◆ TASK
First find the line with "I am experiencing the" in the entries below, then set down exactly every line through the line with "not for You.", that line included.

◆ INFORMATION
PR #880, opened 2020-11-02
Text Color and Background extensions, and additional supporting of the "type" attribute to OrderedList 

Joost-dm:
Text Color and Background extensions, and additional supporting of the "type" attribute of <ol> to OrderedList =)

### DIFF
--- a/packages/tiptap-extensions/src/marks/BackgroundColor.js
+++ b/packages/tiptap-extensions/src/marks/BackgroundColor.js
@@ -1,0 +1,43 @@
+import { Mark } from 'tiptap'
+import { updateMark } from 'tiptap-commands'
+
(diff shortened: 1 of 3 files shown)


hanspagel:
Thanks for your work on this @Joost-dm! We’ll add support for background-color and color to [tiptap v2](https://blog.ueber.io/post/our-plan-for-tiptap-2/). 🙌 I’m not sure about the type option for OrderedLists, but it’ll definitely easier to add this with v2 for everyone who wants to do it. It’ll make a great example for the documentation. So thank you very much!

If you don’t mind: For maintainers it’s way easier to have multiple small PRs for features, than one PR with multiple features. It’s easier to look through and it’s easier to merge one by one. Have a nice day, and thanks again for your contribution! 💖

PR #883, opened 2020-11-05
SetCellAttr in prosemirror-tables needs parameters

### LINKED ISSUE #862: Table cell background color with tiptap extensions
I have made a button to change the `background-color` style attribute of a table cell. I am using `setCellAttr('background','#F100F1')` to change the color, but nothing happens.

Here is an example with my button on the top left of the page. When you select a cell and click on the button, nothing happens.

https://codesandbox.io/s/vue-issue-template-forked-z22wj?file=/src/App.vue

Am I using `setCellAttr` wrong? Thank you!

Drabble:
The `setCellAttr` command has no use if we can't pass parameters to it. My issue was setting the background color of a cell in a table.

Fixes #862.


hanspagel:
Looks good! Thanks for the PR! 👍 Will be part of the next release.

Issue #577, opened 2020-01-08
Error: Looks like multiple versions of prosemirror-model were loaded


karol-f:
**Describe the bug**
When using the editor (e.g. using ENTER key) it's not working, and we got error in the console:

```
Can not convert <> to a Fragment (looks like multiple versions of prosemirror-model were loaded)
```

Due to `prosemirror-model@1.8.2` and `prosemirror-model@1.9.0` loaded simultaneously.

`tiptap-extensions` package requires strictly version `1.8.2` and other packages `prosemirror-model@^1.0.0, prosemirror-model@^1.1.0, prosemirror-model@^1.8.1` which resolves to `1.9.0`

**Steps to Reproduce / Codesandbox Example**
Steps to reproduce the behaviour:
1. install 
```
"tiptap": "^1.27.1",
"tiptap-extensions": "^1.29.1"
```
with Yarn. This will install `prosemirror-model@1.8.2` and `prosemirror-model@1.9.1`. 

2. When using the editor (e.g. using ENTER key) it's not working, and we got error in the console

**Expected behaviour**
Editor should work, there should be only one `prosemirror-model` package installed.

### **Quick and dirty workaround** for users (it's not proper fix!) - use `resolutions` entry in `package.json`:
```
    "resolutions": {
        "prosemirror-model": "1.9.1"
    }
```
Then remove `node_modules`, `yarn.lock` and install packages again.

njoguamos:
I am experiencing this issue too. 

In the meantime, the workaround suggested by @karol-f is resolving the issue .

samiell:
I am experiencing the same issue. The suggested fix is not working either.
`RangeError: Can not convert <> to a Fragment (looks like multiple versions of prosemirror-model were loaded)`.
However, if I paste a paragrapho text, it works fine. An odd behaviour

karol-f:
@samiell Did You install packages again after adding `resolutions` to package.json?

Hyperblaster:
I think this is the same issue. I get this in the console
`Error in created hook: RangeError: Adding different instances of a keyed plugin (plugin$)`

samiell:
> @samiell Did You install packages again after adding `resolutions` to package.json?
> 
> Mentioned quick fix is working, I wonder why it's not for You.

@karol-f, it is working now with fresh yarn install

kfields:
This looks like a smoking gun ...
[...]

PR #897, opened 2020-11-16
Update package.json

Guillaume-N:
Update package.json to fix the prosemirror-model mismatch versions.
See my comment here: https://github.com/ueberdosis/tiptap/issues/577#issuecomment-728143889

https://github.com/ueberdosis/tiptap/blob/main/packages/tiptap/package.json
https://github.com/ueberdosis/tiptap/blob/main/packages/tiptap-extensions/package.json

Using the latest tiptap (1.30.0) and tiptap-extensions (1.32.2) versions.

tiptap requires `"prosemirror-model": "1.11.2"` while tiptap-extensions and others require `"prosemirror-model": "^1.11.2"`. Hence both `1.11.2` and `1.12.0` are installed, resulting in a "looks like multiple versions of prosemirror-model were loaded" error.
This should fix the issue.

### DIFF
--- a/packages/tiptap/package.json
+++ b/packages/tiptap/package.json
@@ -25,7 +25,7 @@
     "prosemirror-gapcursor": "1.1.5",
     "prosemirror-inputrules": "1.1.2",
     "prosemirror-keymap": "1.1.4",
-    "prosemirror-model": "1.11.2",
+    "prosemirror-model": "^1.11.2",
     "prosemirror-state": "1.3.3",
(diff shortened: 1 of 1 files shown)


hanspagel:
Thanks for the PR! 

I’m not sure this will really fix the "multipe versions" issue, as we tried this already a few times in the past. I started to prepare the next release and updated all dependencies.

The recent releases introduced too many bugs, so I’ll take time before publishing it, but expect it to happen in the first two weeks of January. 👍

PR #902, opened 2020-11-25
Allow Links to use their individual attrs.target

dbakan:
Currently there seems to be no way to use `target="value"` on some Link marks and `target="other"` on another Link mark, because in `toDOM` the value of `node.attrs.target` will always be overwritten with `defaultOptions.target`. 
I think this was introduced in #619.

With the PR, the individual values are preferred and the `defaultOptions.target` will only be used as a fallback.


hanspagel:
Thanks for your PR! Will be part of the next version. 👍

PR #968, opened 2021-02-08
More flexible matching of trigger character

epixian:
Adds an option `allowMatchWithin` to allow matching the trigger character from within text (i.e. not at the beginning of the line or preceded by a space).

◆ YOUR RESPONSE
I am experiencing the same issue. The suggested fix is not working either.
`RangeError: Can not convert <> to a Fragment (looks like multiple versions of prosemirror-model were loaded)`.
However, if I paste a paragrapho text, it works fine. An odd behaviour

karol-f:
@samiell Did You install packages again after adding `resolutions` to package.json?

Hyperblaster:
I think this is the same issue. I get this in the console
`Error in created hook: RangeError: Adding different instances of a keyed plugin (plugin$)`

samiell:
> @samiell Did You install packages again after adding `resolutions` to package.json?
> 
> Mentioned quick fix is working, I wonder why it's not for You.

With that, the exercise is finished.